What you have to do
Please work out the number of lines in the following material that include "last", and reply with only that number.

--- Data extract Enclosed Below ---

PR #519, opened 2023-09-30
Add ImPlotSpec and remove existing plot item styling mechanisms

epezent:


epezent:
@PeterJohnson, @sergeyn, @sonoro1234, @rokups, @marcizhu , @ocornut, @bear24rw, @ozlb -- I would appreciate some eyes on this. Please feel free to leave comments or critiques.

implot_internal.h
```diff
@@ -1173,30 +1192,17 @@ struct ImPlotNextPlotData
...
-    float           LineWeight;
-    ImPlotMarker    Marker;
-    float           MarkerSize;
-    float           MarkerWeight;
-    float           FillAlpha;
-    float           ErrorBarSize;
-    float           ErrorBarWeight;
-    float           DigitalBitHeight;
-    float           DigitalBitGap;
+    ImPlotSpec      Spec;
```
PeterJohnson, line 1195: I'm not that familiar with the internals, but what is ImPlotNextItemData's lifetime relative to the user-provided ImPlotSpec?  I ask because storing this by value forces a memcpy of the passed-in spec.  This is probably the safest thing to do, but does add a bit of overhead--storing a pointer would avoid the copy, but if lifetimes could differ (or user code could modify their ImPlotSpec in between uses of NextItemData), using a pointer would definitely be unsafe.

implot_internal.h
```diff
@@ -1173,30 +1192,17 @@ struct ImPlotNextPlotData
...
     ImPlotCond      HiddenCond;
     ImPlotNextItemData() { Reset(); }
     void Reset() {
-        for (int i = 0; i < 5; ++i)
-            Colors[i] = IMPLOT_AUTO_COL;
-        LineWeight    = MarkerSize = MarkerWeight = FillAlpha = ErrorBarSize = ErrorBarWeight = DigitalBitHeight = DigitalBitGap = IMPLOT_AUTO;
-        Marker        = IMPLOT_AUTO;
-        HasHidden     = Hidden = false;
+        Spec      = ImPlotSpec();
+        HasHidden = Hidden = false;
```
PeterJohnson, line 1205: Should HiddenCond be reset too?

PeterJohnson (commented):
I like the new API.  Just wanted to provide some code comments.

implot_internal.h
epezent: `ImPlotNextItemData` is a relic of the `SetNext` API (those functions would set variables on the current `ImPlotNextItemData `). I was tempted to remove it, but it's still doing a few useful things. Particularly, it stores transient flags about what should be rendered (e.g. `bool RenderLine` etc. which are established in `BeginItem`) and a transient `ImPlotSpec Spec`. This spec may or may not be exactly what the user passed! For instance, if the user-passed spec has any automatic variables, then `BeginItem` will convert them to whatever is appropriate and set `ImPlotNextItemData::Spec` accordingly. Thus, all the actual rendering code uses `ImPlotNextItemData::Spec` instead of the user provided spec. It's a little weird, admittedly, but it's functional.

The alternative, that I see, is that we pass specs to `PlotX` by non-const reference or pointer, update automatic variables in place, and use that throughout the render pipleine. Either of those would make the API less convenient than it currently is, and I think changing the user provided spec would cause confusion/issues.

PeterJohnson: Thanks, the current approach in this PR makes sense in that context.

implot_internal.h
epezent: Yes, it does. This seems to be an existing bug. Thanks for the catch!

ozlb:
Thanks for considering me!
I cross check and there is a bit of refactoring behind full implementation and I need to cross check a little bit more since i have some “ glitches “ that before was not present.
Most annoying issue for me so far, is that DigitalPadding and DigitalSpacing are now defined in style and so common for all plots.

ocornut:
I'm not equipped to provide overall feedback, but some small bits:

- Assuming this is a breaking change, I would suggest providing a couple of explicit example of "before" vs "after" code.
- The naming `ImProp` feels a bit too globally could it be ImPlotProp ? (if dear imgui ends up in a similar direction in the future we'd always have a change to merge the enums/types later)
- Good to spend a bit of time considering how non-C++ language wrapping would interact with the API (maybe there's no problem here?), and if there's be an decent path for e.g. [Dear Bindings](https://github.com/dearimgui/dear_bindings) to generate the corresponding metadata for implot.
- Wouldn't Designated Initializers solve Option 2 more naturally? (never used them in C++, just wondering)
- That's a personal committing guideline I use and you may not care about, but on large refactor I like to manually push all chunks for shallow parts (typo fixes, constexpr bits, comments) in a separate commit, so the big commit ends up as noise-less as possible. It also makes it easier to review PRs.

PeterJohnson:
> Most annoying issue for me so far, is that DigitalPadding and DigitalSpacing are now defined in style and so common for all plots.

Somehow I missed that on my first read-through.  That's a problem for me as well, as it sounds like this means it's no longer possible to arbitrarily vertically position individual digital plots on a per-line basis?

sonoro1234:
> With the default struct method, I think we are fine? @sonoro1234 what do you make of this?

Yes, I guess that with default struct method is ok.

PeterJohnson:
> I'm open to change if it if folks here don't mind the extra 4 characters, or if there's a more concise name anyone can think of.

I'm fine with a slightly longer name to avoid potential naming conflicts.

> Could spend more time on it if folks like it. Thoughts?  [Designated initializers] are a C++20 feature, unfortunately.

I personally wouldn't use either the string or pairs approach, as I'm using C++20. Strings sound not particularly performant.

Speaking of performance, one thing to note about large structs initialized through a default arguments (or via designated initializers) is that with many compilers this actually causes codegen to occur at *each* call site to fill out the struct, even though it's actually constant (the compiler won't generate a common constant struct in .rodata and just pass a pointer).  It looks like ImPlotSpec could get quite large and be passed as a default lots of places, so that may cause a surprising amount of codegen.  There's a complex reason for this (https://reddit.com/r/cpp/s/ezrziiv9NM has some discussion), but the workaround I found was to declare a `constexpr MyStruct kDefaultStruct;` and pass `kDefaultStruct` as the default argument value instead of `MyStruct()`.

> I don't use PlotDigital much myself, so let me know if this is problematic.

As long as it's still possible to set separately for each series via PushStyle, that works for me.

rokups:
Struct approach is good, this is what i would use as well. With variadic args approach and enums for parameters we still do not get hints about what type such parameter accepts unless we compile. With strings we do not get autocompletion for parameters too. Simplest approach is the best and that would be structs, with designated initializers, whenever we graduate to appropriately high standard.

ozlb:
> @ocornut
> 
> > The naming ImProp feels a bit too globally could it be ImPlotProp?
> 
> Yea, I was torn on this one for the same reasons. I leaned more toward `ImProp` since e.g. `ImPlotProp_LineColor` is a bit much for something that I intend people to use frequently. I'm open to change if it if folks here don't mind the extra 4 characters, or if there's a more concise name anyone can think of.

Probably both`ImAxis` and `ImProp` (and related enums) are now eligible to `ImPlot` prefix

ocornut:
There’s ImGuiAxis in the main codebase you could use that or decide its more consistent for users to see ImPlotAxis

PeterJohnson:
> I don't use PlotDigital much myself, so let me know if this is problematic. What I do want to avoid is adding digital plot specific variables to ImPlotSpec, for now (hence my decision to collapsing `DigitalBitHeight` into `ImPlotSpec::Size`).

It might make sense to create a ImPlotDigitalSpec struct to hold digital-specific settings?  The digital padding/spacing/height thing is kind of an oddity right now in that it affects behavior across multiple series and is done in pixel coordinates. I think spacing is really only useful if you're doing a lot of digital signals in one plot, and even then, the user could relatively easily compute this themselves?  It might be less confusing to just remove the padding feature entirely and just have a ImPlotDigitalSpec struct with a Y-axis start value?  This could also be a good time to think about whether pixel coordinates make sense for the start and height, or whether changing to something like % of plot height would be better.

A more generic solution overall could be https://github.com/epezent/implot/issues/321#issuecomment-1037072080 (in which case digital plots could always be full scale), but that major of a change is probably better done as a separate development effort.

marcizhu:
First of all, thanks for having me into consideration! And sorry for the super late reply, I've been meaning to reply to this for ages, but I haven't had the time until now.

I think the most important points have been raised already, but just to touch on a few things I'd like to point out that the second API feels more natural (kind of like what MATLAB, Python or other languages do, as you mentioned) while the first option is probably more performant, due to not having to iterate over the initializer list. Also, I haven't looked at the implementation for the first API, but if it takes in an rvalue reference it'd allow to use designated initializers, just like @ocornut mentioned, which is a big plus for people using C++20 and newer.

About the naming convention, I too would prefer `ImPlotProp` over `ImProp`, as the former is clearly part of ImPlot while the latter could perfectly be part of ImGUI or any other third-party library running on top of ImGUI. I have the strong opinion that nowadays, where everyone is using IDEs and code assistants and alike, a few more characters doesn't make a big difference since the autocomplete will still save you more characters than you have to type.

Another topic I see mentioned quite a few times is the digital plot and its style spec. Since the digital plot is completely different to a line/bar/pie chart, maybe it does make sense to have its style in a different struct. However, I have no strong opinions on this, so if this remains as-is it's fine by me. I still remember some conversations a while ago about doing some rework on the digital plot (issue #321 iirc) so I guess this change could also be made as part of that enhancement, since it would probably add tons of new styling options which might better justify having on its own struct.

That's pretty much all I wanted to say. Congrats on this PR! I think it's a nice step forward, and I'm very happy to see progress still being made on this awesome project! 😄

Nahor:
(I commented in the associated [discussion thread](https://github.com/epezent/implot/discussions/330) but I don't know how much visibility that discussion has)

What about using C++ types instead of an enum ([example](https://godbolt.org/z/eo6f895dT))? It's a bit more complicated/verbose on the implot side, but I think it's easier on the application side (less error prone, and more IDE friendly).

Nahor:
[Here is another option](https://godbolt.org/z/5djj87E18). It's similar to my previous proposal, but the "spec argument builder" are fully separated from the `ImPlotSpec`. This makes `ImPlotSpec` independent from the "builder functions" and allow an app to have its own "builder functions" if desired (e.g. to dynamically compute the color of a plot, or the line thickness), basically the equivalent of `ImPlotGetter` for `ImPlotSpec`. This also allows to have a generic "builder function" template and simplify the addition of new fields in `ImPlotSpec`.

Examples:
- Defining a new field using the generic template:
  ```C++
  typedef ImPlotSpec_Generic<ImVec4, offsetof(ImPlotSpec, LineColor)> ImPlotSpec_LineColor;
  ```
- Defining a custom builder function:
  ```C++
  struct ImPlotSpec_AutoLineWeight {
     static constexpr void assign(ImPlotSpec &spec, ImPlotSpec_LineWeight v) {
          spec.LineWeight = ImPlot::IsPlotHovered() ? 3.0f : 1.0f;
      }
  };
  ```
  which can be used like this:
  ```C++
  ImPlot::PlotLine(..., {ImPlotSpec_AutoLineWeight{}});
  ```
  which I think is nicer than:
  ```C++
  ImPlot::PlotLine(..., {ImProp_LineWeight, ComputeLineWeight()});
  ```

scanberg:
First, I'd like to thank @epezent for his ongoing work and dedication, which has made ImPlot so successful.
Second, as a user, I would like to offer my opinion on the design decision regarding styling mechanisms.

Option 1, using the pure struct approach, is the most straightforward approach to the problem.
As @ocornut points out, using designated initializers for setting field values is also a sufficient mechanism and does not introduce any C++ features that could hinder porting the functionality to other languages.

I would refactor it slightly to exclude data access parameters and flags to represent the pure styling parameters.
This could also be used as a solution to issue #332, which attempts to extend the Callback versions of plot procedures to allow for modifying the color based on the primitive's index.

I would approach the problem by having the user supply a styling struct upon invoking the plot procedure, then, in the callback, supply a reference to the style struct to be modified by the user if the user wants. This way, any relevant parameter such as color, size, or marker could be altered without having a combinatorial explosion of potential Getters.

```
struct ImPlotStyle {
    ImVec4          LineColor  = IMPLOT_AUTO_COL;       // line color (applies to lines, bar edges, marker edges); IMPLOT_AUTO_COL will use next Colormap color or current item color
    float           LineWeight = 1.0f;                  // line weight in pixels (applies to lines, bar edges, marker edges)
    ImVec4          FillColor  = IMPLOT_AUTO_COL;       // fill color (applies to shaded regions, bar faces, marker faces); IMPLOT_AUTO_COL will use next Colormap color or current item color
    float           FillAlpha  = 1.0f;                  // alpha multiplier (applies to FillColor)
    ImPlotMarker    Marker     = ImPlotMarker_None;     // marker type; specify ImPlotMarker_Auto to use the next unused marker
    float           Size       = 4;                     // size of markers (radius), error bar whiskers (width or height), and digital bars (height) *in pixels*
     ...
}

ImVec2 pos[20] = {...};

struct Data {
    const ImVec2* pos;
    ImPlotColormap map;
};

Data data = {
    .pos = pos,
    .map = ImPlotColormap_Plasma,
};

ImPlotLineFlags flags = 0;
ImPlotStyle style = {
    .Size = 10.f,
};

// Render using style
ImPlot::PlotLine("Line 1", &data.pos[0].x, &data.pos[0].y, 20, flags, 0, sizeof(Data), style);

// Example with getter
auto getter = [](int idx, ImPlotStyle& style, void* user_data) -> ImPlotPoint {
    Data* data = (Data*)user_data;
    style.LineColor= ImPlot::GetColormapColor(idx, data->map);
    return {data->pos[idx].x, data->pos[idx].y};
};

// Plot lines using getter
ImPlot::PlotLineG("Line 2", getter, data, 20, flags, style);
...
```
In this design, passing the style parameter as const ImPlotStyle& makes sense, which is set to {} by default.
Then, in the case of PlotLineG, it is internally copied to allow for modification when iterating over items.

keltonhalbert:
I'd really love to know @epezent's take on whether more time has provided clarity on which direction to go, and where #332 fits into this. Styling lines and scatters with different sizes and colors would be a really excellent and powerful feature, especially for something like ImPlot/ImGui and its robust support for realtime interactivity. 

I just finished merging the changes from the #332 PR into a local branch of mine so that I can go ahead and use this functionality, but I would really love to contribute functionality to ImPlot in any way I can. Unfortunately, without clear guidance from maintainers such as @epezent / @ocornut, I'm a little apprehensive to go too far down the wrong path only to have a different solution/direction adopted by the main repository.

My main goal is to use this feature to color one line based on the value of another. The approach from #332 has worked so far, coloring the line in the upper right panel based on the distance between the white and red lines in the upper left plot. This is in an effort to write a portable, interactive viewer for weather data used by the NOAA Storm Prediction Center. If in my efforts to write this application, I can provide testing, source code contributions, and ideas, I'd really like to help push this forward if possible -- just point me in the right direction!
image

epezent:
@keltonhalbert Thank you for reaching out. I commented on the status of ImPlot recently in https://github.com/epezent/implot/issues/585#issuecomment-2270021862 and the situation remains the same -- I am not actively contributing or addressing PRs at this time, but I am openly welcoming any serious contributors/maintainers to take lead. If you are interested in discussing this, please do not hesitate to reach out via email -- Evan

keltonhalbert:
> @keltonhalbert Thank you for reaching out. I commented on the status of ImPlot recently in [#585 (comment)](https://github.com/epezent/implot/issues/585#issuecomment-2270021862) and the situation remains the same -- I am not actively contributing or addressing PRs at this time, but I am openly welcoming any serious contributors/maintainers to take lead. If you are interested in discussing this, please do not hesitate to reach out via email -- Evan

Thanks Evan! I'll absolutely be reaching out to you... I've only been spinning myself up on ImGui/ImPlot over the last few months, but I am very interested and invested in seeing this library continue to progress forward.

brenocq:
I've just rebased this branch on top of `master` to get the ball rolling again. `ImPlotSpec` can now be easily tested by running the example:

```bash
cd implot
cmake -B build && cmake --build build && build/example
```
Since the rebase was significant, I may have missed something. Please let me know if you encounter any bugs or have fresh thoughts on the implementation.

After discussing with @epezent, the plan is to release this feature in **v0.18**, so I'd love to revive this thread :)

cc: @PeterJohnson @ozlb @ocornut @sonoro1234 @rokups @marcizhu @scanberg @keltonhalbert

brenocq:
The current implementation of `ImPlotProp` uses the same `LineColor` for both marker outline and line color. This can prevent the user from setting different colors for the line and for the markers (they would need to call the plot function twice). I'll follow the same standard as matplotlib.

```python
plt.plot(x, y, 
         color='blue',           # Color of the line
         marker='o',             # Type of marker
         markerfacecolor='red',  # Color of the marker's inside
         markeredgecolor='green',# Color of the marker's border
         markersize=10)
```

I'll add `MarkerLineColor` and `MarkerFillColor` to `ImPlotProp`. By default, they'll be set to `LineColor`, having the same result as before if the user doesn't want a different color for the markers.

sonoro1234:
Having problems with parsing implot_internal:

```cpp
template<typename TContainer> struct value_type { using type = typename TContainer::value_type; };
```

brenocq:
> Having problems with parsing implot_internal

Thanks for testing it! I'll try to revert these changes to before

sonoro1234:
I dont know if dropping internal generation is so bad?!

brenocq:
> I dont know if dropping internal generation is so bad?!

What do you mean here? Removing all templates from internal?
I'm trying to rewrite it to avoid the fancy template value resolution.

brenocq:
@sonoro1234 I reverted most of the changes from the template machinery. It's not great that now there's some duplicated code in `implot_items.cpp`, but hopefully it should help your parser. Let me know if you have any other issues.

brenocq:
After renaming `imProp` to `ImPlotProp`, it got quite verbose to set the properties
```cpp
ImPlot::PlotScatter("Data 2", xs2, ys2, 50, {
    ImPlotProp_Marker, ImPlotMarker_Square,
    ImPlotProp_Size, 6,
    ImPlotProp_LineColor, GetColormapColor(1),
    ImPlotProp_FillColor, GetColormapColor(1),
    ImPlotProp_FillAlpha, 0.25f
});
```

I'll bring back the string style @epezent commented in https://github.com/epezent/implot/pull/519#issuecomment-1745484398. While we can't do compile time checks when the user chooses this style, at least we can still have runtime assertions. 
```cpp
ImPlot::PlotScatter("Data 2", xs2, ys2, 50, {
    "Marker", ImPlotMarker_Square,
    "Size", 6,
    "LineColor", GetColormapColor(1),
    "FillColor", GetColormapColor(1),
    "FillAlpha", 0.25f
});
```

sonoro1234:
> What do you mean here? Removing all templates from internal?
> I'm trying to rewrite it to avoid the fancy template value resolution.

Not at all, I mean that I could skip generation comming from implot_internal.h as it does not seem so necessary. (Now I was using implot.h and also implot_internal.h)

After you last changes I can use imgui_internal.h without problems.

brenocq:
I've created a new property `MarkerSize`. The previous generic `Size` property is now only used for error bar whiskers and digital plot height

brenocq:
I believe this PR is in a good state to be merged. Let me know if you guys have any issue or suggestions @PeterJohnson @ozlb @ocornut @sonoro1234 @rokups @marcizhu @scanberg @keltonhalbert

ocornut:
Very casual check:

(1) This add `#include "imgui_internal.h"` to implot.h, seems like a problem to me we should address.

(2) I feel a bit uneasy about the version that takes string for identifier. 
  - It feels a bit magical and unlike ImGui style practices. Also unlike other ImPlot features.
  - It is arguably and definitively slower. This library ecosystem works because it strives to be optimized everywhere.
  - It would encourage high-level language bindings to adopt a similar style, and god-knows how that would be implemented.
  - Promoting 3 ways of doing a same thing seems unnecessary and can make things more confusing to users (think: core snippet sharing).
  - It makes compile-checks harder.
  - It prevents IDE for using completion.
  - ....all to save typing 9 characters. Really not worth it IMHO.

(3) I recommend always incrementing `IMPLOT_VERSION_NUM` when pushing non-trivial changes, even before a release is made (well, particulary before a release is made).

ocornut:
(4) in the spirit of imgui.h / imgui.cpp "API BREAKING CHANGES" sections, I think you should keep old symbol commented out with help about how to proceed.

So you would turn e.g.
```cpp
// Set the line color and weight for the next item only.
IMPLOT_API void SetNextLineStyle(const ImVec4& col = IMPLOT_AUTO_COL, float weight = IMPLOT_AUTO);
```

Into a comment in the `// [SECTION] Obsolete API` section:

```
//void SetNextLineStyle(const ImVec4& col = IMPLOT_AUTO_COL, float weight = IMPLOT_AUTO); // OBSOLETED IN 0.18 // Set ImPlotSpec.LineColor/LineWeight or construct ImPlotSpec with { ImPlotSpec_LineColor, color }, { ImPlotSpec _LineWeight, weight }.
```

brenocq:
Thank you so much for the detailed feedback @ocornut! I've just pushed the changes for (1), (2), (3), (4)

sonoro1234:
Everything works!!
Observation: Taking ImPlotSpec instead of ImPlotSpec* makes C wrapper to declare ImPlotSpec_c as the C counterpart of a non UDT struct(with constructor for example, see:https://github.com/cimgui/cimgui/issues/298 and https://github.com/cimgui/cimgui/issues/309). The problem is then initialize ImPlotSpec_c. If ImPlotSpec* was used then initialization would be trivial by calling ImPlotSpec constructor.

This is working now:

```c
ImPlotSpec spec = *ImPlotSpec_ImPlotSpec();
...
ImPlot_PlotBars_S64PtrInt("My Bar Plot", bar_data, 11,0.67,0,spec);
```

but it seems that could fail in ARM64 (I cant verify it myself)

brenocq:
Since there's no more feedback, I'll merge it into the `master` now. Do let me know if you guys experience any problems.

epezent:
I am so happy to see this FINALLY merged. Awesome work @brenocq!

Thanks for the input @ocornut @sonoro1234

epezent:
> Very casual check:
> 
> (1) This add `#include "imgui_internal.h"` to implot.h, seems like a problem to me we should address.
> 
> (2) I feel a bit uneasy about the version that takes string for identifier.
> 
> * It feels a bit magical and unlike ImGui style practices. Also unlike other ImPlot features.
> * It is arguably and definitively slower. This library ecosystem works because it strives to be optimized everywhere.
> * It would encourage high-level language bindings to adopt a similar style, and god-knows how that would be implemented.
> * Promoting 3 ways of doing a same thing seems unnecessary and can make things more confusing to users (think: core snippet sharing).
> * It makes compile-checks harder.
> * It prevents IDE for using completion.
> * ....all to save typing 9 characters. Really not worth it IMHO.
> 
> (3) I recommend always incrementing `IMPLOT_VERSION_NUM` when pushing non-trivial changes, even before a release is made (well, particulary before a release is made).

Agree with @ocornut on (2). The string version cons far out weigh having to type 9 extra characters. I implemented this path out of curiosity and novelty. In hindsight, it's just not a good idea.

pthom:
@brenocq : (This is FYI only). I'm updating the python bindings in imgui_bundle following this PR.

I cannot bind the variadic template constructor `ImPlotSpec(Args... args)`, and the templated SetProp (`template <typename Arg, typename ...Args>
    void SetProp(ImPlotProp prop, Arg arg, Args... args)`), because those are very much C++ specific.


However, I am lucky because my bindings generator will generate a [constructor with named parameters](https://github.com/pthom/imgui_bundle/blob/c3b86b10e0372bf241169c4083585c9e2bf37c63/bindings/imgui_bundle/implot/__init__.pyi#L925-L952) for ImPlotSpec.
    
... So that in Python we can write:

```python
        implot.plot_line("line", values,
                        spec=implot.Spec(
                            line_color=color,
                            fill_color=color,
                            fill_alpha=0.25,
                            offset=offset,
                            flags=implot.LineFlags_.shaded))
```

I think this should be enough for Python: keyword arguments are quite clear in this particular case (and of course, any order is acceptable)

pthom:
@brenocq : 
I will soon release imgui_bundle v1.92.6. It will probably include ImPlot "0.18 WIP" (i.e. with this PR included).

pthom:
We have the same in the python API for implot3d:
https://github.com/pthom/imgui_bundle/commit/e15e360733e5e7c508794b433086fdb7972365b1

--- End of Enclosed Data extract ---

Expected output
2